The total space complexity comes from storing ownership relationships in both directions:

  • User to chunks
  • Chunk to users

Test Cases

from typing import List
from collections import defaultdict
import heapq

class FileSharing:

    def __init__(self, m: int):
        self.user_chunks = {}
        self.chunk_owners = defaultdict(set)

        self.available_ids = []
        self.next_id = 1

    def join(self, ownedChunks: List[int]) -> int:
        if self.available_ids:
            user_id = heapq.heappop(self.available_ids)
        else:
            user_id = self.next_id
            self.next_id += 1

        self.user_chunks[user_id] = set(ownedChunks)

        for chunk in ownedChunks:
            self.chunk_owners[chunk].add(user_id)

        return user_id

    def leave(self, userID: int) -> None:
        for chunk in self.user_chunks[userID]:
            self.chunk_owners[chunk].discard(userID)

        del self.user_chunks[userID]

        heapq.heappush(self.available_ids, userID)

    def request(self, userID: int, chunkID: int) -> List[int]:
        owners = sorted(self.chunk_owners[chunkID])

        if owners:
            self.user_chunks[userID].add(chunkID)
            self.chunk_owners[chunkID].add(userID)

        return owners

# Provided example
fs = FileSharing(4)
assert fs.join([1, 2]) == 1          # first user gets ID 1
assert fs.join([2, 3]) == 2          # second user gets ID 2
assert fs.join([4]) == 3             # third user gets ID 3
assert fs.request(1, 3) == [2]       # user 1 downloads chunk 3
assert fs.request(2, 2) == [1, 2]    # multiple owners
fs.leave(1)
assert fs.request(2, 1) == []        # no owners remain
fs.leave(2)
assert fs.join([]) == 1              # smallest reusable ID

# User joins with no chunks
fs = FileSharing(5)
assert fs.join([]) == 1              # empty ownership allowed

# Reusing multiple IDs
fs = FileSharing(5)
u1 = fs.join([1])
u2 = fs.join([2])
u3 = fs.join([3])

fs.leave(u2)
fs.leave(u1)

assert fs.join([]) == 1              # smallest ID reused first
assert fs.join([]) == 2              # next smallest reused

# Requesting unavailable chunk
fs = FileSharing(3)
u1 = fs.join([1])
u2 = fs.join([])

assert fs.request(u2, 2) == []       # chunk has no owners

# Request adds ownership
fs = FileSharing(3)
u1 = fs.join([1])
u2 = fs.join([])

assert fs.request(u2, 1) == [1]
assert fs.request(u2, 1) == [1, 2]   # user 2 now owns chunk 1

# Leave removes ownership completely
fs = FileSharing(3)
u1 = fs.join([1, 2])
u2 = fs.join([])

fs.leave(u1)

assert fs.request(u2, 1) == []       # ownership removed correctly
assert fs.request(u2, 2) == []       # all chunks removed

# Large chunk IDs
fs = FileSharing(100000)
u1 = fs.join([100000])

assert fs.request(u1, 100000) == [1] # handles max chunk ID
Test Why
Provided example Validates all core operations together
Empty chunk join Ensures users may join without ownership
Multiple ID reuse Verifies min-heap reusable ID logic
Request unavailable chunk Confirms empty results are handled
Request adds ownership Ensures successful downloads persist
Leave removes ownership Prevents stale ownership references
Maximum chunk ID Confirms large chunk indexing works

Edge Cases

One important edge case occurs when a user joins with no chunks.

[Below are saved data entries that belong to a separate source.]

PR #3564, opened 2025-04-14
fix: support relative path args when using tedge cert

didier-wenzek:
## Proposed changes

Allow users to provide a relative  path when using `tedge cert` sub-commands a `create-csr` or `show`.

- [x] Improve `tedge config set` to make sure no relative paths is stored in the TOML config  (because used later from any working directory)
- [x] Improve `tedge config set` to store cannonalized  paths when given relative paths
- [x] Remove from `tedge cert` the check that was preventing a path argument to be relative. 

## Types of changes

## Paste Link to the issue

https://github.com/thin-edge/thin-edge.io/issues/3547

## Checklist


albinsuresh (commented):
Changes looked fine. But just wanted to confirm if we wanted to restrict relative paths not just from the TOML file, but also in the CLI when they are set. Will approve after this confirmation.

rina23q (approved):
The changes really make sense. CLI accepts both absolute and relative paths while `tedge config` accepts only absolute.

albinsuresh (approved):

tests/RobotFramework/tests/mqtt/basic_pub_sub.robot
```diff
@@ -53,5 +53,5 @@ tedge configure MQTT server authentication
     Execute Command    tedge config set mqtt.client.auth.ca_file /etc/mosquitto/ca_certificates/ca.crt
 
 tedge configure MQTT client authentication
-    Execute Command    tedge config set mqtt.client.auth.cert_file client.crt
-    Execute Command    tedge config set mqtt.client.auth.key_file client.key
+    Execute Command    tedge config set mqtt.client.auth.cert_file "$(pwd)/client.crt"
```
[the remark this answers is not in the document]
didier-wenzek: Here a proposal to implement this idea to normalize a path configured using `tedge config set`

https://github.com/thin-edge/thin-edge.io/pull/3564/commits/368ec48c7569bcb5b38b90f7ee518f84136d5b31

crates/common/tedge_config/src/tedge_toml/models/path.rs
```diff
@@ -20,11 +20,18 @@ impl AbsolutePath {
...
     pub fn from_path(path: Utf8PathBuf) -> Result<Self, InvalidAbsolutePath> {
-        if path.is_relative() {
-            Err(InvalidAbsolutePath(path))
+        let absolute_path = if path.is_absolute() {
+            path
         } else {
-            Ok(AbsolutePath(path))
-        }
+            let Ok(Ok(pwd)) = std::env::current_dir().map(Utf8PathBuf::try_from) else {
+                return Err(InvalidAbsolutePath(path));
```
albinsuresh, line 27: Minor:
```suggestion
                return Err(InvalidRelativePath(path));
```
Else the error message will be slightly misleading, right? As the issue is not at all with the input `path` but from the derived `pwd`.

crates/core/tedge_agent/src/http_server/request_files.rs
```diff
@@ -88,5 +88,6 @@ fn local_path_for_file(
 }
 
 fn clean_utf8_path(path: &Utf8Path) -> Utf8PathBuf {
-    Utf8PathBuf::from(path_clean::clean(path.as_str()))
+    // unwrap is safe because clean returns an utf8 path when given an utf8 path
+    Utf8PathBuf::try_from(path_clean::clean(path.as_std_path())).unwrap()
```
albinsuresh, line 92: I'm assuming that we're using `path_clean::clean()` instead of `std::path::absolute()` because our MSRV is still 1.78 and the latter is only available from `1.79`.

albinsuresh (approved):
LGTM. Just one minor remark on an error message.

crates/common/tedge_config/src/tedge_toml/models/path.rs
didier-wenzek: I changed the error message to "Cannot be converted to an absolute path" but let the error type name unchanged because it makes sense for `AbsolutePath::try_new` to fail with `InvalidAbsolutePath`.


See https://github.com/thin-edge/thin-edge.io/pull/3564/commits/4134c9e92038199220a156b659fe208ad546fb4a

reubenmiller (approved):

A careless implementation might assume every user owns at least one chunk and fail to initialize ownership structures correctly. In this solution, the user's chunk set is initialized regardless of size, so empty ownership is handled naturally.

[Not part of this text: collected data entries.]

Issue #3543, opened 2025-04-08
support pkcs11 in aws and azure mappers


reubenmiller:
**Is your feature request related to a problem? Please describe.**

The tedge-mapper should also support accessing private keys stored in HSMs via the PKCS11 interface (which c8y now supports).

**Describe the solution you'd like**

Add support for AWS and Azure mappers to use private keys stored in a HSM.

**Describe alternatives you've considered**

**Additional context**

PR #3566, opened 2025-04-16
feat: PKCS#11 support for aws and azure

Bravo555:
## Proposed changes

Add PKCS#11 support for AWS and Azure built-in bridges.

I have manually tested `tedge connect aws` and `tedge connect az` using a self-signed certificate created by `tedge cert create` which now creates a cert that uses the ECDSA P-256 with SHA256 sigscheme.

## Types of changes

## Paste Link to the issue

- #3543 

## Checklist

### DIFF
--- a/crates/common/tedge_config/src/tedge_toml/tedge_config/mqtt_config.rs
+++ b/crates/common/tedge_config/src/tedge_toml/tedge_config/mqtt_config.rs
@@ -111,6 +111,19 @@ impl MqttAuthConfig {
 }
 
 impl TEdgeConfig {
+    /// Returns a [`rustls::ClientConfig`] for an MQTT client that will connect to the MQTT broker
+    /// of a cloud given in the parameter.
+    pub fn mqtt_client_config_rustls(
+        &self,
+        cloud: &dyn CloudConfig,
+    ) -> anyhow::Result<rustls::ClientConfig> {
+        let client_config = self
+            .mqtt_auth_config_cloud_broker(cloud)?
+            .to_rustls_client_config()?;
+
+        Ok(client_config)
+    }
+
     pub fn mqtt_config(&self) -> Result<mqtt_channel::Config, CertificateError> {
         let host = self.mqtt.client.host.as_str();
         let port = u16::from(self.mqtt.client.port);
@@ -146,8 +159,6 @@ impl TEdgeConfig {
         &self,
         cloud: &dyn CloudConfig,
     ) -> anyhow::Result<MqttAuthConfigCloudBroker> {
-        let ca_path = cloud.root_cert_path().to_path_buf();
-
         // if client cert is set, then either cryptoki or key file must be set
         let client_auth = match self.device.cryptoki.config()? {
             Some(cryptoki_config) => MqttAuthClientConfigCloudBroker {
@@ -161,7 +172,7 @@ impl TEdgeConfig {
         };
 
         Ok(MqttAuthConfigCloudBroker {
-            ca_path,
+            ca_path: cloud.root_cert_path().to_path_buf(),
             client: Some(client_auth),
         })
     }
--- a/crates/common/tedge_config/src/tedge_toml/tedge_config/mqtt_config.rs
+++ b/crates/common/tedge_config/src/tedge_toml/tedge_config/mqtt_config.rs
@@ -13,18 +13,16 @@ use certificate::parse_root_certificate::AuthPin;
 use certificate::CertificateError;
 use tedge_config_macros::all_or_nothing;
 
+use super::CloudConfig;
 use super::TEdgeConfigReaderDeviceCryptoki;
 
 use certificate::parse_root_certificate::CryptokiConfig;
 use certificate::parse_root_certificate::CryptokiConfigDirect;
 
 /// An MQTT authentication configuration for connecting to the remote cloud broker.
-///
-/// Either ca_dir or ca_file must be set.
 #[derive(Debug, Clone, Default)]
 pub struct MqttAuthConfigCloudBroker {
-    pub ca_dir: Option<Utf8PathBuf>,
-    pub ca_file: Option<Utf8PathBuf>,
+    pub ca_path: Utf8PathBuf,
     pub client: Option<MqttAuthClientConfigCloudBroker>,
 }
 
@@ -43,10 +41,6 @@ pub enum PrivateKeyType {
 
 impl MqttAuthConfigCloudBroker {
     pub fn to_rustls_client_config(self) -> anyhow::Result<rustls::ClientConfig> {
-        let Some(ca) = self.ca_dir.or(self.ca_file) else {
-            anyhow::bail!("No CA file or directory provided");
-        };
-
         let Some(MqttAuthClientConfigCloudBroker {
             cert_file,
             private_key,
@@ -57,11 +51,15 @@ impl MqttAuthConfigCloudBroker {
 
         let client_config = match private_key {
             PrivateKeyType::File(key_file) => {
-                certificate::parse_root_certificate::create_tls_config(ca, key_file, cert_file)
+                certificate::parse_root_certificate::create_tls_config(
+                    self.ca_path,
+                    key_file,
+                    cert_file,
+                )
             }
             PrivateKeyType::Cryptoki(cryptoki_config) => {
                 certificate::parse_root_certificate::create_tls_config_cryptoki(
-                    ca,
+                    self.ca_path,
                     cert_file,
                     cryptoki_config,
                 )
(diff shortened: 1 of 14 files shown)


crates/core/tedge_mapper/src/aws/mapper.rs
```diff
@@ -52,7 +52,15 @@ impl TEdgeComponent for AwsMapper {
...
-            use_key_and_cert(&mut cloud_config, aws_config)?;
+
+            // set tls config
+            let cloud_broker_auth_config = tedge_config
+                .mqtt_auth_config_cloud_broker(aws_config)
+                .expect("error getting cloud broker auth config");
+            let client_config = cloud_broker_auth_config
+                .to_rustls_client_config()
+                .expect("error getting cloud broker auth config");
+            cloud_config.set_transport(Transport::tls_with_config(client_config.into()));
```
didier-wenzek, line 63: This piece of code is repeated for c8y, aws and azure mappers. This will also be useful to let `tedge connect` validate a new certificate using a direct connection to the cloud.

Hence, I would add a new method in tedge config that returns a `rustls::ClientConfig`, to write:

```suggestion
            let tls_config =  tedge_config.rustls_client_config(aws_config)?;
            cloud_config.set_transport(Transport::tls_with_config(tls_config.into()));
```


Furthermore; the function `use_key_and_cert` is now only used by a test and can be safely removed.

Bravo555: fixed in 884a5caa43

crates/core/tedge_mapper/src/c8y/mapper.rs
```diff
@@ -153,13 +153,10 @@ impl TEdgeComponent for CumulocityMapper {
...
-                let client_config = cloud_broker_auth_config
-                    .to_rustls_client_config()
-                    .expect("error getting cloud broker auth config");
-                cloud_config.set_transport(Transport::tls_with_config(client_config.into()));
+                let tls_config = tedge_config
+                    .mqtt_client_config_rustls(c8y_config)
+                    .context("Failed to create MQTT TLS config")?;
+                cloud_config.set_transport(Transport::tls_with_config(tls_config.into()));
             } else {
                 // TODO(marcel): integrate credentials auth into MqttAuthConfig?
```
reubenmiller, line 161: Not related to this PR but we need to be careful to not introduce named TODO's into the code. Generally we like to avoid TODO's if possible all together, but sometimes they do make sense, but should not be tied to a specific person.

crates/common/tedge_config/src/tedge_toml/tedge_config/mqtt_config.rs
```diff
@@ -142,34 +153,30 @@ impl TEdgeConfig {
...
+        cloud: &dyn CloudConfig,
     ) -> anyhow::Result<MqttAuthConfigCloudBroker> {
-        let c8y = self.c8y.try_get(c8y_profile)?;
-
-        let mut mqtt_auth = MqttAuthConfigCloudBroker {
-            ca_dir: Some(c8y.root_cert_path.clone().into()),
-            ca_file: None,
-            client: None,
-        };
+        let ca_path = cloud.root_cert_path().to_path_buf();
```
reubenmiller, line 162: Does this still work when the user is using a directory path for the `<cloud>.root_cert_path`? As it seems that later on the `ca_path` variable is being assigned to the `cert_file` property of the `MqttAuthClientConfigCloudBroker` which seems to suggest that it would break something.

crates/common/tedge_config/src/tedge_toml/tedge_config/mqtt_config.rs
```diff
@@ -142,34 +153,30 @@ impl TEdgeConfig {
...
 
         // if client cert is set, then either cryptoki or key file must be set
-        if let Some(cryptoki_config) = self.device.cryptoki.config()? {
-            mqtt_auth.client = Some(MqttAuthClientConfigCloudBroker {
-                cert_file: c8y.device.cert_path.clone().into(),
+        let client_auth = match self.device.cryptoki.config()? {
+            Some(cryptoki_config) => MqttAuthClientConfigCloudBroker {
+                cert_file: cloud.device_cert_path().to_path_buf(),
```
reubenmiller, line 167: `cloud.device_cert_path` can be either a file or path to a directory. Does this still work as expected?

crates/common/tedge_config/src/tedge_toml/tedge_config/mqtt_config.rs
Bravo555: In this particular method the only use of `ca_path` I see is in the final return, but I've inlined the binding for clarity in 0848bf1a

crates/common/tedge_config/src/tedge_toml/tedge_config/mqtt_config.rs
Bravo555: AFAIK `device_cert_path` the path is to a device certificate, so it can only be a file. It's derived from `device/c8y/aws/az.cert_path`, which point to files.

crates/common/mqtt_channel/src/config.rs
```diff
@@ -13,7 +13,7 @@ use std::path::Path;
 use std::sync::Arc;
 use zeroize::Zeroizing;
 
-pub const MAX_PACKET_SIZE: usize = 268435455;
+pub const MAX_PACKET_SIZE: usize = 268435456;
```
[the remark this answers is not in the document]
Bravo555: My bad, was just experimenting and that was not meant to be included or changed. Removed in 0848bf1a

crates/core/tedge_mapper/src/c8y/mapper.rs
Bravo555: Right, my intention in this case is to note some possible improvement to the code that for the time being I've avoided doing and noting down the author (me) to contact about this possible improvement, because the information about who's the author of the comment might change if the code is e.g. moved. So I'm not necessarily tying myself to that particular TODO item.

> Generally we like to avoid TODO's if possible all together
I'll keep it in mind and avoid adding any more TODOs.

crates/common/tedge_config/src/tedge_toml/tedge_config/mqtt_config.rs
reubenmiller: Sorry my mistake. I was mixing this up with the ca_path...you're right this is just about the device certificate which is a file.

reubenmiller (changes requested):
**Update: ✅  resolved**

When testing it with AWS it seems that the `tedge connect aws` does not display the correct value for the `cryptoki: false` field and there is an erroneous error message when the change of ownership of the non-existent key file is attempted. Below shows the current output which needs to be fixed:

```
stdout:
Disconnecting from Aws
Removing bridge config file... ✓
Bridge doesn't exist. Device is already disconnected from Aws.
reconnect to Aws cloud.:
	device id: TST_bag_broad_option
	cloud profile: <none>
	cloud host: example-ats.iot.us-east-1.amazonaws.com:8883
	auth type: Certificate
	cryptoki: false
	bridge: built-in
	service manager: systemd
Restarting mosquitto... ✓
Waiting for mosquitto to be listening for connections... ✓
Enabling tedge-mapper-aws... ✓
Verifying device is connected to cloud... ✓

stderr:
2025-04-23T15:07:24.471004841Z  WARN tedge::cli::connect::command: Failed to change ownership of /etc/tedge/device-certs/tedge-private-key.pem to tedge:tedge: The path is not accessible. "/etc/tedge/device-certs/tedge-private-key.pem"
```

I'd assuming the Azure suffers from the same problem but I haven't checked that explicitly yet.

crates/core/tedge/src/bridge/c8y.rs
```diff
@@ -195,7 +193,8 @@ impl From<BridgeConfigC8yParams> for BridgeConfig {
             auth_type,
             mosquitto_version,
             keepalive_interval,
-            use_cryptoki,
+            // this is orthogonal to
+            // use_cryptoki: false,
```
reubenmiller, line 197: This can be removed

crates/core/tedge/src/cli/connect/command.rs
```diff
@@ -383,13 +383,22 @@ impl ConnectCommand {
...
-            std::thread::sleep(std::time::Duration::from_secs(2));
+            tokio::time::sleep(std::time::Duration::from_secs(2)).await;
         }
         self.check_connection().await
     }
 
     async fn check_connection(&self) -> Result<DeviceStatus, Fancy<ConnectError>> {
         let config = &self.config;
+        // IDEA: Report if any errors were returned by the mapper
+        //
```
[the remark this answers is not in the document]
reubenmiller: I'd just remove the entire IDEA block, as proposed solutions should not be tied to any specific technology (e.g. systemd/journald), as relying on this to very that "the connection is ok" will be very fragile. If you want to explore the idea then creating a ticket is a better approach.

crates/core/tedge/src/bridge/c8y.rs
Bravo555: removed in 38cb22ef6c

crates/core/tedge/src/cli/connect/command.rs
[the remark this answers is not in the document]
Bravo555: removed in 4367536b11

reubenmiller (approved):
Approved (from a functional viewpoint). But please wait for another Rust reviewer before merging.

rina23q (approved):
The code change looks good. Also, I confirmed it works with Azure IoT Hub.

Another critical edge case involves reusable IDs. Suppose users 1 and 2 leave in that order. The next joining user must receive ID 1, not 3. A naive increment-only system would violate the problem requirements. The min-heap guarantees that the smallest available ID is always reused first.

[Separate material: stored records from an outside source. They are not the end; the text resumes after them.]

Issue #3559, opened 2025-04-11
flaky system test: Updating entities from a child device


reubenmiller:
**Describe the bug**

Flaky test: `Updating entities from a child device`

```
Updating entities from a child device                                 | FAIL |
'' does not contain '"name":"Child 01"'
```

**Failed builds**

A third subtle edge case happens during repeated requests for the same chunk. If a requesting user already owns the chunk, we must avoid duplicate ownership entries. Using sets for both user ownership and chunk ownership automatically prevents duplicates and keeps the data consistent.

Finally, leaving users must be fully removed from every chunk ownership mapping. Forgetting this cleanup would cause stale users to appear in future request results. The leave implementation explicitly iterates through all owned chunks and removes the user from every corresponding ownership set.